PR #409, opened 2025-04-22
[Merton][Echo] Amend Bulky collection on same date

MorayMySoc:
When amending a bulky booking but keeping the same collection date, don't cancel the report.

Receive data from FMS and update the Event with
the changed details.

This isn't quite complete as not clear on the fields that need to be set for the Event and how they are updated rather than overwritten...hopefully the mechanics are ok though.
---+---
▸ **Assignment**: Set down the whole listing again, exactly as it was given.

▸ **Response**:
PR #409, opened 2025-04-22
[Merton][Echo] Amend Bulky collection on same date

MorayMySoc:
When amending a bulky booking but keeping the same collection date, don't cancel the report.

Receive data from FMS and update the Event with
the changed details.

This isn't quite complete as not clear on the fields that need to be set for the Event and how they are updated rather than overwritten...hopefully the mechanics are ok though.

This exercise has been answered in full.